ASSIGNMENT - In the data, find each line where the word "main" appears and list that line.
::: PROVIDED ENTRIES :::
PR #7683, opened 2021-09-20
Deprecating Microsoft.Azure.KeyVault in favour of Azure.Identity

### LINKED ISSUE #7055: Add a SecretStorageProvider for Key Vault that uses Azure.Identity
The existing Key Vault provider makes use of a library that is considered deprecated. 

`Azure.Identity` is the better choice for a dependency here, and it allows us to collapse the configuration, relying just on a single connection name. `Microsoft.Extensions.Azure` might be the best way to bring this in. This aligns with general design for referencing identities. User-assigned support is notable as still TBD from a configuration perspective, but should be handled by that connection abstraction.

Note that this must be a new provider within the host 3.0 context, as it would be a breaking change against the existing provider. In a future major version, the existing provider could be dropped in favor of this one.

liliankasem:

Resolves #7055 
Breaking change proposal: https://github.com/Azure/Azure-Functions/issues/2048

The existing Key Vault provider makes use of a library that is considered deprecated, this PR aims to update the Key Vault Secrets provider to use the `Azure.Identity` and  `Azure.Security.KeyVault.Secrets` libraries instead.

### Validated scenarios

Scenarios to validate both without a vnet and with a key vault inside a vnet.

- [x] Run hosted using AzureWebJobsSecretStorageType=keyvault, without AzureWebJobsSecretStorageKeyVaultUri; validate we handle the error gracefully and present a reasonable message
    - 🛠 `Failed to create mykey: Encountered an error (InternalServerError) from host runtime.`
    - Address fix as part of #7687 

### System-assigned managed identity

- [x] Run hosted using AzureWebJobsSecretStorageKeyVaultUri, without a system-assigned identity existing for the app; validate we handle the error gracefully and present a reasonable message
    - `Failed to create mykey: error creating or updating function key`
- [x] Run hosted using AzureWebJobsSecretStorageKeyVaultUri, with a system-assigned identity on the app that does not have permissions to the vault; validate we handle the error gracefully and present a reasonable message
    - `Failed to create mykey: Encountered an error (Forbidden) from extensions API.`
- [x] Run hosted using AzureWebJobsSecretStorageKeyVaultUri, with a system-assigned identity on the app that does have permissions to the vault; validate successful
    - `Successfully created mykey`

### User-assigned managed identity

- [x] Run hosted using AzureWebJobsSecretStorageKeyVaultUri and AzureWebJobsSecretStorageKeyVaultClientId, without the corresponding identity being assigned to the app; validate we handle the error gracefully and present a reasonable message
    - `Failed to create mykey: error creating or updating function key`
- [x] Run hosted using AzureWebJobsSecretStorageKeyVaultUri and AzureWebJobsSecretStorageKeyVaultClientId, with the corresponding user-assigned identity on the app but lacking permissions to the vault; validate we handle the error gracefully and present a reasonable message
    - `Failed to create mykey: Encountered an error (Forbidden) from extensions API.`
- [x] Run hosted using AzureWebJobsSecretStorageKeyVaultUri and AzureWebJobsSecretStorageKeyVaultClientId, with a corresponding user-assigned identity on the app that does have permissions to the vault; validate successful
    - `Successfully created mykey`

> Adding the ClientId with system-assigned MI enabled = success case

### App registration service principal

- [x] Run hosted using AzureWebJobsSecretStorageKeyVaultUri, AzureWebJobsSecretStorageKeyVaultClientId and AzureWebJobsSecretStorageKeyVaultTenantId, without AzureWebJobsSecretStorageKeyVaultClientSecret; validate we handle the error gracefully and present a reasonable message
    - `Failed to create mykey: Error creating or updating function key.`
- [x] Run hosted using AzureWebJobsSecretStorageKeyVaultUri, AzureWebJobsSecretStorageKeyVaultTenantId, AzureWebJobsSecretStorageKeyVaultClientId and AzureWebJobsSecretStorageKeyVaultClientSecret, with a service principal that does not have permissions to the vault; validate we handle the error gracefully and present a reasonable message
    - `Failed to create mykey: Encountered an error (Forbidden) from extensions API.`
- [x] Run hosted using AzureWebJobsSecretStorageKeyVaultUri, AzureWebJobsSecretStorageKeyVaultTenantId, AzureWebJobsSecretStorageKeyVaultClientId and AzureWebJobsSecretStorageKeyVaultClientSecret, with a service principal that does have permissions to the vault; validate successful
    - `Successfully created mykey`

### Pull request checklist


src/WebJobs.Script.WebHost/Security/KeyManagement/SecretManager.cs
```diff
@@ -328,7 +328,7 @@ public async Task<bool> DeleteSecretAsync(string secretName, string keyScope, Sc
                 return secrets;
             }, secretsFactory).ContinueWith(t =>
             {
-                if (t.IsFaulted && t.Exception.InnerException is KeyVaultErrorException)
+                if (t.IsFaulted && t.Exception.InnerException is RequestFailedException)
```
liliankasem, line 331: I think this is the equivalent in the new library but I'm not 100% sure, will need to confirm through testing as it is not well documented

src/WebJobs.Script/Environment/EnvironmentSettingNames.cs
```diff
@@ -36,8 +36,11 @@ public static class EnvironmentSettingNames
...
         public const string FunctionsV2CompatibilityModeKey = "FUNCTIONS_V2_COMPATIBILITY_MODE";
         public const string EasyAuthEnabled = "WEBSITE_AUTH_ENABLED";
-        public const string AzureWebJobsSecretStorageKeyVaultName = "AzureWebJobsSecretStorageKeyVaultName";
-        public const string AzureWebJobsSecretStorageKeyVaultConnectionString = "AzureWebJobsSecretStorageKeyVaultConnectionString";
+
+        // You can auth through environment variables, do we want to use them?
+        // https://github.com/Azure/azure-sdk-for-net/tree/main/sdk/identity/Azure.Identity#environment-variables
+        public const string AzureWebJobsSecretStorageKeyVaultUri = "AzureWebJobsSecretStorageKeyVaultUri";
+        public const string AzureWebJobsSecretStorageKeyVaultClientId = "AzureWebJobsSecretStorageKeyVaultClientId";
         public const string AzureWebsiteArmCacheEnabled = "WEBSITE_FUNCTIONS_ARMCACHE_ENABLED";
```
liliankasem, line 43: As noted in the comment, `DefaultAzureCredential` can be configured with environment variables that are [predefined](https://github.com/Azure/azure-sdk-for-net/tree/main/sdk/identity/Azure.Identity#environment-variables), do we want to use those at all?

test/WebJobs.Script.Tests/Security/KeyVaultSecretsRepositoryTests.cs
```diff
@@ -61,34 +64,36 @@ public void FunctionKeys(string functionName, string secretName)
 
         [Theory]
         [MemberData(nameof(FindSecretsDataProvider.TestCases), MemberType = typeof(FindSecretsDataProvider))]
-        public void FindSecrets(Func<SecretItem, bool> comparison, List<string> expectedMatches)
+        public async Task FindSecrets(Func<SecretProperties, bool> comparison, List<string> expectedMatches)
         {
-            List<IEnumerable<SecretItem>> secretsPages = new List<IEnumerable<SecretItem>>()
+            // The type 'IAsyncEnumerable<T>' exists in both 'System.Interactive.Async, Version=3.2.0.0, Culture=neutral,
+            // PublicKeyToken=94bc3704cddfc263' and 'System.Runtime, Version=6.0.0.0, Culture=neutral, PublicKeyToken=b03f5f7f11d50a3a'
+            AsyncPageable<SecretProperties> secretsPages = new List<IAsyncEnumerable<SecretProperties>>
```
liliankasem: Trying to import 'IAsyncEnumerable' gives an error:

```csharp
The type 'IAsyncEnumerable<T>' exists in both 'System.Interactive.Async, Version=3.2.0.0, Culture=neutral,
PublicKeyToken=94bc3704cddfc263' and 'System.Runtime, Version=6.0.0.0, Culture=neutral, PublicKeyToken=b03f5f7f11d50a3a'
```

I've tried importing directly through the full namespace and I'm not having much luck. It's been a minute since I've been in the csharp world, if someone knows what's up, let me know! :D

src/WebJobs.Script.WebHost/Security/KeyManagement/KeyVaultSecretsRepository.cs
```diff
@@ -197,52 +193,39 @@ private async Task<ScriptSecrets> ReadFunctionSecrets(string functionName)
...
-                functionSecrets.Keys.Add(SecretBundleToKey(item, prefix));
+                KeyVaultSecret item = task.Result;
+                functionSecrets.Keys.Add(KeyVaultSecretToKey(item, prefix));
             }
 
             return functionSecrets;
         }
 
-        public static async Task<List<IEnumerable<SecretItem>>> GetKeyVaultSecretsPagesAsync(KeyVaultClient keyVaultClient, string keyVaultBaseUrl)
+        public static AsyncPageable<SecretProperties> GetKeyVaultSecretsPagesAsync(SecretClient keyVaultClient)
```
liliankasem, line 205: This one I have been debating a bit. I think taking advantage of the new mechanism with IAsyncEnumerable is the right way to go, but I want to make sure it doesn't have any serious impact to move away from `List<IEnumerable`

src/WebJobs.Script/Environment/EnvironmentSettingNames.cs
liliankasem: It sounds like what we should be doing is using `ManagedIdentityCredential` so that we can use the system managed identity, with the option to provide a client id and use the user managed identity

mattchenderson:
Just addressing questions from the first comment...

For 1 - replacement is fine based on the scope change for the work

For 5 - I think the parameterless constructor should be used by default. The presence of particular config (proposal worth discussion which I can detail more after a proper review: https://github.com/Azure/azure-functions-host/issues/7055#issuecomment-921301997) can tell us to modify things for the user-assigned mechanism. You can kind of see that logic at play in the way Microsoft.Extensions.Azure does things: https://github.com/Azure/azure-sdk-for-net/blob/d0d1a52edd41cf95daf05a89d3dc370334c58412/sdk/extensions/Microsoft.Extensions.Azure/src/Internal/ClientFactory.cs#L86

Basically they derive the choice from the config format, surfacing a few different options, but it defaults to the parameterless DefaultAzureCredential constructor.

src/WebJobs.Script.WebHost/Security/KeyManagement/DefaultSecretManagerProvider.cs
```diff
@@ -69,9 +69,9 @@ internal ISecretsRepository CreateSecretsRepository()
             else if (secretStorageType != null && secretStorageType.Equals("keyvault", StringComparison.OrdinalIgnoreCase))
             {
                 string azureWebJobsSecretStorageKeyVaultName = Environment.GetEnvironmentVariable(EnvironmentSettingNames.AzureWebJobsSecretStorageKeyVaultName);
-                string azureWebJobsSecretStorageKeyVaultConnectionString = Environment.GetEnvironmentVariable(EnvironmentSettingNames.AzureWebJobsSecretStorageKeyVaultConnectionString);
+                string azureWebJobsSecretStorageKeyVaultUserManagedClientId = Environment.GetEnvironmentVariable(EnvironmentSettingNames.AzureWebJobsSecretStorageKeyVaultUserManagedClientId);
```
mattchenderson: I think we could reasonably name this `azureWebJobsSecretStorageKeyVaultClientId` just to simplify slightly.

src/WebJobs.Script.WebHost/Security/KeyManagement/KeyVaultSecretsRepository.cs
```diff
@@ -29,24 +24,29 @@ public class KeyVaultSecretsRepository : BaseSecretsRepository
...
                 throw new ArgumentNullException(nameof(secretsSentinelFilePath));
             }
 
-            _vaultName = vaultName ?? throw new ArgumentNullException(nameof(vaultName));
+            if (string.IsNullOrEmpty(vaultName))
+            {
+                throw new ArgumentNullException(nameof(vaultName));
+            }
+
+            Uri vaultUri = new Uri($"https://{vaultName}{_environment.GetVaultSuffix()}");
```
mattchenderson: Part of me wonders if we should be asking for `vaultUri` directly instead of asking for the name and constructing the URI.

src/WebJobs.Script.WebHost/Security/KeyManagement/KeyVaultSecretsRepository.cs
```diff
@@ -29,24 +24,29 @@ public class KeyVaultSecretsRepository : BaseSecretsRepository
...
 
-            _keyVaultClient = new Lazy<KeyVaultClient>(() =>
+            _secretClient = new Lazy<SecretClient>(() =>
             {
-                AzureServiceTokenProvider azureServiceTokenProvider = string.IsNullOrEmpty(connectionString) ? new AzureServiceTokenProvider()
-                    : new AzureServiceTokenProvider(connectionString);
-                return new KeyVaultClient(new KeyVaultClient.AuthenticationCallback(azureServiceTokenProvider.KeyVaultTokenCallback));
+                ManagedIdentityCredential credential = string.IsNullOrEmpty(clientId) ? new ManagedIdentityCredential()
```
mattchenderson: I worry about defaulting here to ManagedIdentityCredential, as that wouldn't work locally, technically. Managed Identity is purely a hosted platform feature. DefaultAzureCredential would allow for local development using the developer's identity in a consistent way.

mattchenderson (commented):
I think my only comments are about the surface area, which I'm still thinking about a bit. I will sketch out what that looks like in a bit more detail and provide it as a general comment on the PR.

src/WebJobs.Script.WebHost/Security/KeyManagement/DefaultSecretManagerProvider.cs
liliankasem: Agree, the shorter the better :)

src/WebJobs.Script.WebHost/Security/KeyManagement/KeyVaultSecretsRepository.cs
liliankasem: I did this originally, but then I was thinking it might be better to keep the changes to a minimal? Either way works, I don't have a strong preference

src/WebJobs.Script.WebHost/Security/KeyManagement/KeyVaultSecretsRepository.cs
:::
EXERCISE ANSWER -
+        // https://github.com/Azure/azure-sdk-for-net/tree/main/sdk/identity/Azure.Identity#environment-variables
liliankasem, line 43: As noted in the comment, `DefaultAzureCredential` can be configured with environment variables that are [predefined](https://github.com/Azure/azure-sdk-for-net/tree/main/sdk/identity/Azure.Identity#environment-variables), do we want to use those at all?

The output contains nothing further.